Collected data:
"""
PR #851, opened 2021-01-07
Fix rm asking to remove file on some zsh

felipecrs:
I'm trying to fix the following:

```sh-session
❯ sdk install java
==== BROADCAST =================================================================
* 2021-01-07: mvnd 0.3.0 available on SDKMAN! https://git.io/JLxCq
* 2021-01-06: micronaut 2.2.3 available on SDKMAN!
* 2021-01-04: gradle 6.8-rc-5 available on SDKMAN!

Downloading: java 11.0.9.hs-adpt

In progress...

################################################################################################################################ 100.0%################################################################################################################################ 100.0%

Repackaging Java 11.0.9.hs-adpt...

Done repackaging...
rm: remove regular file '/home/vscode/.sdkman/tmp/java-11.0.9.hs-adpt.bin'? y

Installing: java 11.0.9.hs-adpt
Done installing!


Setting java 11.0.9.hs-adpt as default.
```

But I think this might actually be part of the package hook script rather than the sdk cli. Anyway, I believe adding `-f` to the `rm` is always good to prevent such thing.

### DIFF
--- a/bin/download.sh
+++ b/bin/download.sh
@@ -50,6 +50,6 @@ fi
 echo "Extracting archive to: $DESTINATION_DIR"
 unzip -oq "$ARCHIVE" -d "$TMP_DIR"
 mkdir "$DESTINATION_DIR"
-mv "$TMP_DIR"/**/* "$DESTINATION_DIR"
+mv -f "$TMP_DIR"/**/* "$DESTINATION_DIR"
 
 rm -rf "$TMP_DIR"
--- a/src/main/bash/sdkman-flush.sh
+++ b/src/main/bash/sdkman-flush.sh
@@ -25,7 +25,7 @@ function __sdk_flush() {
 		;;
 	version)
 		if [[ -f "${SDKMAN_DIR}/var/version" ]]; then
-			rm "${SDKMAN_DIR}/var/version"
+			rm -f "${SDKMAN_DIR}/var/version"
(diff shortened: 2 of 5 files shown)


marc0der:
Hi @felipecrs, could I ask you to fill out the template that you deleted, please. It makes our lives a lot easier in trying to figure out your issue.

marc0der:
What you are seeing here is the effect of a hook served by the sdkman-hooks service. Please feel free to check that out and apply the fix there.

It would be super helpful to know why it is failing in the first place. Could you please provide your system details, like OS, shell version, and any zsh framework that you are using? My suspicion is that you are using a zsh framework that is messing with the default zsh settings.

felipecrs:
```sh-session
❯ command -v rm
alias rm='rm -i'
```

It's not set in [my dotfiles](github.com/felipecrs/dotfiles), so it must come from some of the extensions, such as OhMyZsh. But it does not matter, the thing is: always use `rm -f` in scripts to make sure it will work for everyone.

felipecrs:
Found it: https://github.com/ohmyzsh/ohmyzsh/tree/master/plugins/common-aliases

smola:
This is also a common alias in bash. Amazon Linux 2 comes with it by default for the root user.

marc0der (approved):

marc0der:
@felipecrs thanks for contributing!

PR #859, opened 2021-01-27
Improved error message when candidate version not found

gerrytan:
The message now adds an `sdk install` command to inform user how to correct the error.

This is useful when auto env is enabled, and user not aware their colleague has updated the candidate version. In some situation user isn't even aware of the presence of sdkman. All they see was just `Stop! java 15.0.2.fx is not installed`.

See more discussion about this PR in [this Slack thread](https://sdkman.slack.com/archives/CJK9DMV6V/p1611405973006900)

### DIFF
--- a/src/test/resources/features/default_version.feature
+++ b/src/test/resources/features/default_version.feature
@@ -8,9 +8,12 @@ Feature: Default Version
 		Given the candidate "groovy" version "2.0.5" is a valid candidate version
 		And the system is bootstrapped
 		When I enter "sdk default groovy 2.0.5"
-		Then I see "Stop! Candidate version is not installed. Please run:"
-		And I see ""
-		And I see "$ sdk install groovy 2.0.5"
+		Then I see "Stop! groovy 2.0.5 is not available. Possible causes:"
+		And I see "* 2.0.5 is an invalid version"
+		And I see "* groovy binaries are incompatible with LinuxX64"
+		And I see "* groovy has not been released yet"
+		And I see "Tip: see all available versions for your platform:"
+		And I see "$ sdk list groovy"
 
 	Scenario: Default a candidate version that is installed and not default
 		Given the candidate "groovy" version "2.0.5" is a valid candidate version
--- a/src/test/resources/features/default_version.feature
+++ b/src/test/resources/features/default_version.feature
@@ -8,7 +8,9 @@ Feature: Default Version
 		Given the candidate "groovy" version "2.0.5" is a valid candidate version
 		And the system is bootstrapped
 		When I enter "sdk default groovy 2.0.5"
-		Then I see "Stop! groovy 2.0.5 is not installed."
+		Then I see "Stop! Candidate version is not installed. Please run:"
+		And I see ""
+		And I see "$ sdk install groovy 2.0.5"
 
 	Scenario: Default a candidate version that is installed and not default
 		Given the candidate "groovy" version "2.0.5" is a valid candidate version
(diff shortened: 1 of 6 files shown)


src/test/resources/features/default_version.feature
```diff
@@ -8,7 +8,9 @@ Feature: Default Version
 		Given the candidate "groovy" version "2.0.5" is a valid candidate version
 		And the system is bootstrapped
 		When I enter "sdk default groovy 2.0.5"
-		Then I see "Stop! groovy 2.0.5 is not installed."
+		Then I see "Stop! Candidate version is not installed. Please run:"
+		And I see ""
```
marc0der, line 12: This line can be dropped.

src/test/resources/features/home.feature
```diff
@@ -26,7 +26,9 @@ anything else unless it is an actual error.
 		Given the candidate "grails" version "1.3.9" is available for download
 		And the system is bootstrapped
 		When I enter "sdk home grails 1.3.9"
-		Then I see "Stop! grails 1.3.9 is not installed."
+		Then I see "Stop! Candidate version is not installed. Please run:"
+		And I see ""
```
marc0der, line 30: As before

src/test/resources/features/use_version.feature
```diff
@@ -23,7 +23,9 @@ Feature: Use Version
 		Given the candidate "groovy" version "1.9.9" is not available for download
 		And the system is bootstrapped
 		When I enter "sdk use groovy 1.9.9"
-		Then I see "Stop! groovy 1.9.9 is not installed."
+		Then I see "Stop! Candidate version is not installed. Please run:"
+		And I see ""
```
marc0der, line 27: As before

marc0der (changes requested):
I realised that someone else recently did something [very similar](https://github.com/sdkman/sdkman-cli/blob/f6ee7927c77f351cbe6765e886099b286a841103/src/main/bash/sdkman-env-helpers.sh#L87) for Java installations.

How about we mimic this for the sake of consistent behaviour?

Also, take note that we are using different colouring:
* red for the initial alert message
* yellow for the information that follows.

src/test/resources/features/default_version.feature
gerrytan: TIL, fixed, thanks!

src/test/resources/features/home.feature
gerrytan: Fixed

src/test/resources/features/use_version.feature
gerrytan: Fixed

gerrytan:
> Hi @gerrytan! Firstly, thanks so much for your contribution. This helps everyone so much, so keep them coming!
> 
> I realised that someone else recently did something [very similar](https://github.com/sdkman/sdkman-cli/blob/f6ee7927c77f351cbe6765e886099b286a841103/src/main/bash/sdkman-env-helpers.sh#L87) for Java installations.
> 
> How about we mimic this for the sake of consistent behaviour?
> 
> Also, take note that we are using different colouring:
> 
> * red for the initial alert message
> * yellow for the information that follows.
> 
> Sorry for messing you around like this, I'd forgotten about the tip in the Java installation.
> And again, thanks!

No problem at all, I have pushed this commit to address the above feedback: 8983b488d1f388a6277e2ca9f81eb58f3c7b68f6

marc0der (approved):
Great work, thanks for contributing!

gerrytan:
> Great work, thanks for contributing!

Woohoo! Thanks for your help @marc0der!

Issue #858, opened 2021-01-27
Feature: Revisiting Bash Completion


helpermethod:
- [x] I have read the [CONTRIBUTING guidelines](CONTRIBUTING.md)

**Feature request**
This feature request re-visits the idea to introduce Bash Completion for the most common commands and subcommands.

PR #860, opened 2021-01-27
Add Bash Completion via `sdk completion` subcommand

helpermethod:
This is a first try to implement #858.

It adds the `sdk completion` subcommand which spits out a Bash Completion on stdout.

To use the Bash Completion temporarily a user can just source the output of `sdk completion`

    source <(sdk completion)

To add the Bash Completion permanently, the line `source <(sdk completion)` needs to be added to `.bash_profile` or `.bashrc` (this depends on the operation system).

The command could even output instructions on how to add the Bash Completion permanently as a Bash comment.


marc0der:
This looks great but will only work for bash, is it worth adding a qualifier for the shell?
```
sdk completion [bash|zsh]
```

Also, we probably need to this to both the help command and website.

helpermethod:
1. Added `completion` to the help output.

image

2. Shell identifier is now required, for zsh a message is displayed that completion for zsh is not supported yet

image

src/main/bash/sdkman-completion.sh
```diff
@@ -0,0 +1,78 @@
...
+			__sdkman_completion_zsh
+			;;
+		*)
+			__sdkman_echo_red "No shell provided." && return 1
+	esac
+}
+
+function __sdkman_completion_bash() {
+	\cat <<- 'EOF'
+	_sdk_completion() {
```
marc0der, line 36: How about adding the content of this file to a new folder under `~/.sdkman` called something like `contrib`? That way we can version this file and have better control over it.

marc0der:
I love this, apart from one minor change that could also help with zsh completions going forward.

src/main/bash/sdkman-completion.sh
helpermethod: Good point, here documents are also hard to indent. If anyone gonna make modifications to it, he'll probably mess up the indentation. That anyone would probably be me 😂.

helpermethod: I suppose this needs to be done in the `sdkman-hooks` repository?

helpermethod: Should I also create something like `ext.installContribDir` in `build.gradle`?

helpermethod:
Hi @marc0der , I've put the Bash completion into the `contrib` folder like you suggested, but I'm unsure about how to add the completions to the ZIP.

Should I add the entire folder? Or should I only add the completion files?

marc0der:
I would add the entire folder so that we don't need to do any work when we include zsh completion.

helpermethod:
I've added the `contrib/` folder to the ZIP archive. I suppose updating the `sdkman-hooks` project would be the next step?

marc0der (approved):
Looks fantastic, thank you!

marc0der:
@helpermethod I'll merge this once the work in sdkman-hooks is complete.

helpermethod:
I wonder if I shouldn't just add the existing ZSH completion with some minor changes (the static candidates list e.g. is pretty useless by now).

marc0der:
I think that the [zsh plugin](https://github.com/ohmyzsh/ohmyzsh/tree/master/plugins/sdk) was added to oh-my-zsh by @rgoldberg. Could we reuse that perhaps? wdyt?

helpermethod:
Hi, I'd propose to release this feature with Bash completion first and then handle zsh completion in another ticket.

helpermethod:
You may wonder why `sdk completion` redirects warnings and error messages to STDERR. 

The reason is that the process substitution would pass the output to `source` which would basically throw up

image

With redirecting output to STDERR

image

PR #862, opened 2021-02-01
Add a link to a dedicated SDKMAN! course

adriens:
Hi, at the office I have a new programmer and I figured out that I had to spend some time to make him a dema : how to install and use. Finally I thought that it would be much more interesting to produce a KataCoda course.

Maybe will it interest you. Hopefully you'll like it.

Thanks a lot for your great software, it saves us so much time !!!


marc0der:
Hi @adriens, unfortunately I'm not very keen to link our README to a third party site like KataCoda. Especially since they mandate a signup. If you'd be willing to host your course/tutorial in the SDKMAN GitHub space (in say, the wiki), I'd be more than happy to link to it.

PR #865, opened 2021-02-02
Export SDKMAN_OLD_PWD unconditionally

### LINKED ISSUE #863: Bug: auto env in Bash works only once
**Bug report**
It seems that if a directory contains `.sdkmanrc` then in Bash it works only once (to be precise the version is changed once when entering the dir and then reset when leaving it). Subsequent `cd` doesn't set the version as set in `.sdkmanrc`.

**To reproduce**
In Bash `cd` into directory having `.sdkmanrc`, then `cd -`. The changes of e.g. JDK happen as expected.
Then repeat, nothing happens in Bash.

This is different from zsh, zsh changes the JDK every time when 'visited'.

Expected flow in zsh:

```
krypa% cat /tmp/envTest/.sdkmanrc 
# Enable auto-env through the sdkman_auto_env config
# Add key=value pairs of SDKs to use below
java=15.0.2.hs-adpt
krypa% pwd
/tmp
krypa% cd envTest 

Using java version 15.0.2.hs-adpt in this shell.
krypa% cd -
/tmp
Restored java version to 11.0.9.hs-adpt (default)
krypa% cd -
/tmp/envTest

Using java version 15.0.2.hs-adpt in this shell.
krypa% cd -
/tmp
Restored java version to 11.0.9.hs-adpt (default)
```
Perhaps fault flow with Bash?

```
piotr@krypa:/tmp$ cd envTest/

Using java version 15.0.2.hs-adpt in this shell.
piotr@krypa:/tmp/envTest$ cd -
/tmp
Restored java version to 11.0.9.hs-adpt (default)
piotr@krypa:/tmp$ cd -
/tmp/envTest
piotr@krypa:/tmp/envTest$ cd -
/tmp
piotr@krypa:/tmp$
```

**System info**
- Ubuntu 18.04
- Shell and version (`GNU bash, version 4.4.20(1)-release (x86_64-pc-linux-gnu`))
- The output of `sdk version`: `SDKMAN 5.10.0+617`

helpermethod:
Fixes #863 .

### DIFF
--- a/src/main/bash/sdkman-init.sh
+++ b/src/main/bash/sdkman-init.sh
@@ -190,11 +190,11 @@ if [[ "$sdkman_auto_env" == "true" ]]; then
 		function sdkman_auto_env() {
 			if [[ "$SDKMAN_OLD_PWD" != "$PWD" ]] && [[ -f ".sdkmanrc" ]]; then
 				sdk env
-
-				export SDKMAN_OLD_PWD="$PWD"
 			elif [[ -n $SDKMAN_ENV ]] && [[ ! $PWD =~ ^$SDKMAN_ENV ]]; then
 				sdk env clear
 			fi
+
+			export SDKMAN_OLD_PWD="$PWD"
 		}
 
 		[[ -z "$PROMPT_COMMAND" ]] && PROMPT_COMMAND="sdkman_auto_env" || PROMPT_COMMAND="${PROMPT_COMMAND%\;};sdkman_auto_env"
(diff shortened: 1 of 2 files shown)


helpermethod:
@marc0der I've fixed the bug and added a test which checks that `auto-env` still works after automatically running `sdk env clear` (looks weird with the `cd project; cd ..; cd project` steps but was the only way I could think of).

marc0der (approved):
"""
All lines above containing the string "folder" are to be collected.

marc0der, line 36: How about adding the content of this file to a new folder under `~/.sdkman` called something like `contrib`? That way we can version this file and have better control over it.
Hi @marc0der , I've put the Bash completion into the `contrib` folder like you suggested, but I'm unsure about how to add the completions to the ZIP.
Should I add the entire folder? Or should I only add the completion files?
I would add the entire folder so that we don't need to do any work when we include zsh completion.
I've added the `contrib/` folder to the ZIP archive. I suppose updating the `sdkman-hooks` project would be the next step?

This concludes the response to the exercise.